Seventy two hours after initiation of infection, the treatment gr

berghei. Seventy two hours after initiation of infection, the treatment group was orally given the extract of Neopetrosia exigua with the dosages of 50, 100, 200, and 400 mg/kg, the reference group with 10 mg/kg of chloroquine, and control

group with 0.2 ml of distilled water every day for 6 days. On the seventh day, the blood was taken through the tail to prepare thin blood smear by using Giemsa stain. Observation was conducted up to 30 days after the initiation of Libraries infection to determine the survival of infected mice and the effect of the extract. Residual malaria infection model was used for 30 mice of ICR strain that had been randomly taken into every stable, which consisted of 5 mice. The treatment group was given the extract of Neopetrosia exigua in an oral way with the dosages of 50, 100, 200, and 400 mg/kg, reference group with 10 mg/kg of chloroquine, and control group with 0.2 ml of distilled water for 3 days (D0–D2). On the third day, the mice were Selumetinib mw infected with suspense that contained 1 × 106 of P. berghei. On the seventh day, blood was taken through the tail to prepared blood smear by using Giemsa stain. Data are expressed as mean ± S.E.M. this website and analyzed using one way analysis of variance (ANOVA) followed

by Dunnett test for comparing pairs of data. The significant level was set at p < 0.05. The study showed that antimalarial activity of Neopetrosia exigua had a good activity against the growth of P. berghei. Dichloromethane dehalogenase Assay with chemosuppression test method showed that extracts with doses of 400 mg/kg and 200 mg/kg could suppress the growth of P. berghei by 80.69% and 60.62% compared to 98.32% inhibition of P. berghei growth using chloroquine with a dose of 10 mg/kg ( Table 1). Ethanolic extract of N. exigua dose of 400, 200 and 100 mg/kg group was significantly different than dose of 50 mg/kg and vehicle (*). Oral administration of Neopetrosia exigua extract with a dose of 400 mg/kg could not increase body weight of the mice, compared the mice given with 10 mg/kg of chloroquine.

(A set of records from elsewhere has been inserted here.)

PR #475, opened 2018-01-02
Bugfix/zimbra 128 contact freq graph user time zone fix

varunrisbud:
As per discussion with the product team, the contact frequency graph should be displayed as per user's current time zone. This affects the calculation of start date of a time range. User's current time zone will be provided in the soap request as 'offsetInMinutes'. If the timezone (offsetInMinutes) is not provided then the start date of the time range will be calculated as per timezone set by the user in preferences.

### DIFF
--- a/store/src/java/com/zimbra/cs/event/SolrEventStore.java
+++ b/store/src/java/com/zimbra/cs/event/SolrEventStore.java
@@ -195,8 +195,7 @@ public abstract class SolrEventStore extends EventStore {
 
     private ZonedDateTime getStartDateForCurrentMonth(ZoneId userZoneId) {
         ZonedDateTime userTZNow = ZonedDateTime.now(userZoneId);
-        ZonedDateTime userTZFirstDayOfMonth = userTZNow.with(TemporalAdjusters.firstDayOfMonth()).truncatedTo(ChronoUnit.DAYS);
-        return userTZFirstDayOfMonth;
+        return userTZNow.with(TemporalAdjusters.firstDayOfMonth()).truncatedTo(ChronoUnit.DAYS);
     }
 
     private ZonedDateTime getStartDateForLastSixMonths(ZoneId userZoneId) throws ServiceException {
@@ -211,16 +210,14 @@ public abstract class SolrEventStore extends EventStore {
 
     private ZonedDateTime getStartDateForCurrentYear(ZoneId userZoneId) {
         ZonedDateTime userTZNow = ZonedDateTime.now(userZoneId);
-        ZonedDateTime userTZFirstDayOfCurrentYear = userTZNow.with(TemporalAdjusters.firstDayOfYear()).truncatedTo(ChronoUnit.DAYS);
-        return userTZFirstDayOfCurrentYear;
+        return userTZNow.with(TemporalAdjusters.firstDayOfYear()).truncatedTo(ChronoUnit.DAYS);
     }
 
     private String getSolrTimeZone(Integer offsetInMinutes) {
         String sign = offsetInMinutes >= 0 ? "+" : "-";
         int hours = Math.abs(offsetInMinutes) / 60;
         int minutes = Math.abs(offsetInMinutes) % 60;
-        String solrTimeZone = String.format("GMT%s%02d%02d", sign, hours, minutes); //e.g. format is GMT-0500 for Eastern time zone.
-        return solrTimeZone;
+        return String.format("GMT%s%02d%02d", sign, hours, minutes); //e.g. format is GMT-0500 for Eastern time zone.
     }
 
     private BooleanQuery getQueryToSearchContactAsSenderOrReceiver(String contact) {
--- a/store/src/java/com/zimbra/cs/event/SolrEventStore.java
+++ b/store/src/java/com/zimbra/cs/event/SolrEventStore.java
@@ -219,10 +219,8 @@ public abstract class SolrEventStore extends EventStore {
         String sign = offsetInMinutes >= 0 ? "+" : "-";
         int hours = Math.abs(offsetInMinutes) / 60;
         int minutes = Math.abs(offsetInMinutes) % 60;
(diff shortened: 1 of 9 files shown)


store/src/java/com/zimbra/cs/event/SolrEventStore.java
```diff
@@ -219,10 +219,8 @@ private String getSolrTimeZone(Integer offsetInMinutes) {
         String sign = offsetInMinutes >= 0 ? "+" : "-";
         int hours = Math.abs(offsetInMinutes) / 60;
         int minutes = Math.abs(offsetInMinutes) % 60;
-        String timeFormat = "%02d";
-        StringBuilder solrTimeZone = new StringBuilder();
-        solrTimeZone.append("GMT").append(sign).append(String.format(timeFormat, hours)).append(String.format(timeFormat, minutes));
-        return solrTimeZone.toString();
+        String solrTimeZone = String.format("GMT%s%02d%02d", sign, hours, minutes); //e.g. format is GMT-0500 for Eastern time zone.
```
gordyt: Minor nit - could just `return String.format...`.

store/src/java/com/zimbra/cs/event/SolrEventStore.java
```diff
@@ -174,39 +180,47 @@ private String getAggregationBucketForContactFrequencyGraphTimeRange(ContactAnal
...
     }
 
-    private LocalDateTime getStartDateForCurrentMonth() {
-        LocalDateTime now = LocalDateTime.now();
-        LocalDateTime firstDayOfMonth = now.with(TemporalAdjusters.firstDayOfMonth()).truncatedTo(ChronoUnit.DAYS);
-        return firstDayOfMonth;
+    private ZonedDateTime getStartDateForCurrentMonth(ZoneId userZoneId) {
+        ZonedDateTime userTZNow = ZonedDateTime.now(userZoneId);
+        ZonedDateTime userTZFirstDayOfMonth = userTZNow.with(TemporalAdjusters.firstDayOfMonth()).truncatedTo(ChronoUnit.DAYS);
+        return userTZFirstDayOfMonth;
```
tmclane: nitpick: Any reason you can't just return the `userTZNow.with(TemporalAdjusters.firstDayOfMonth()).truncatedTo(ChronoUnit.DAYS);` value directly?

store/src/java/com/zimbra/cs/event/SolrEventStore.java
```diff
@@ -174,39 +180,47 @@ private String getAggregationBucketForContactFrequencyGraphTimeRange(ContactAnal
...
-        return firstDayOfWeek6MonthsBack;
+        ZonedDateTime userTZFirstDayOfCurrentWeekAsConfigured = ZonedDateTime.now(userZoneId).with(WeekFields.of(Locale.US).dayOfWeek(), firstDayOfWeekAdjusted).truncatedTo(ChronoUnit.DAYS);
+        ZonedDateTime userTZFirstDayOfWeek6MonthsBack = userTZFirstDayOfCurrentWeekAsConfigured.minusMonths(6).with(WeekFields.of(Locale.US).dayOfWeek(), firstDayOfWeekAdjusted);
+        return userTZFirstDayOfWeek6MonthsBack;
+    }
+
+    private ZonedDateTime getStartDateForCurrentYear(ZoneId userZoneId) {
+        ZonedDateTime userTZNow = ZonedDateTime.now(userZoneId);
+        ZonedDateTime userTZFirstDayOfCurrentYear = userTZNow.with(TemporalAdjusters.firstDayOfYear()).truncatedTo(ChronoUnit.DAYS);
+        return userTZFirstDayOfCurrentYear;
```
tmclane: same here.

store/src/java/com/zimbra/cs/service/mail/GetContactFrequency.java
```diff
@@ -35,21 +37,27 @@ public Element handle(Element request, Map<String, Object> context)
         Account acct = getRequestedAccount(zsc);
         GetContactFrequencyRequest req = zsc.elementToJaxb(request);
         String contactEmail = req.getEmail();
-        String freqByCSV = req.getFrequencyBy();
+        String freqByOptions = req.getFrequencyBy();
```
fatkudu: What happens if this (or offsetInMinutes) is null?

store/src/java/com/zimbra/qa/unittest/SolrEventStoreTestBase.java
```diff
@@ -286,7 +288,7 @@ void testContactFrequencyCount(ContactAnalytics.ContactFrequencyTimeRange timeRa
     }
 
     protected void testContactFrequencyGraph(ContactAnalytics.ContactFrequencyGraphTimeRange timeRange, SolrEventCallback eventCallback, String collectionName, SolrEventStore eventStore) throws Exception {
-        List<Timestamp> timestamps = getTimestampForContactFrequencyGraphTest(timeRange);
+        List<Timestamp> timestamps = getTimestampForContactFrequencyGraphTest(timeRange, ZoneId.of("GMT-0800")); //LA time zone
```
fatkudu: I assume "GMT+0000" is a valid ZoneId and it doesn't collapse to "GMT"?  Might be worth a test to confirm.

varunrisbud: Ran test for GMT+0000 timezone. Seems to be working. Thanks for pointing this out. I didn't even know that "GMT+0000" was a valid timezone Id.

store/src/java/com/zimbra/cs/service/mail/GetContactFrequency.java
varunrisbud: If the offset is null we calculated the offset from UTC to the preferred timezone set by the user. This is handled on line 56 and in ContactAnalytics class. The 'FrequencyBy' is a required option, so I think an exception would be raised.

On the other hand, chloroquine with doses of 200, 100, and 50 mg/kg could decrease body weight as shown in Table 2. Antimalarial test using prophylactive method showed that Neopetrosia exigua extract with doses of 400 and 200 mg/kg could inhibit the growth of P. berghei by 71.76% and 52.43%, respectively, while chloroquine group could provide P. berghei growth inhibition of 97.63%. Antimalarial test for curative effect showed that Neopetrosia exigua extract with oral doses of 400 and 200 mg/kg in mice could survive up to 14.64 ± 1.72 and 12.72 ± 0.98 respectively, compared to a survival of 30.00 ± 0.00 with chloroquine. Up to the first hour of infection, all mice were still in normal condition. Three hours after the infection, the mice began to show a declining motor activity, such as the sign of silence and confusion, and deteriorating physical conditions, such as hair loss and damage.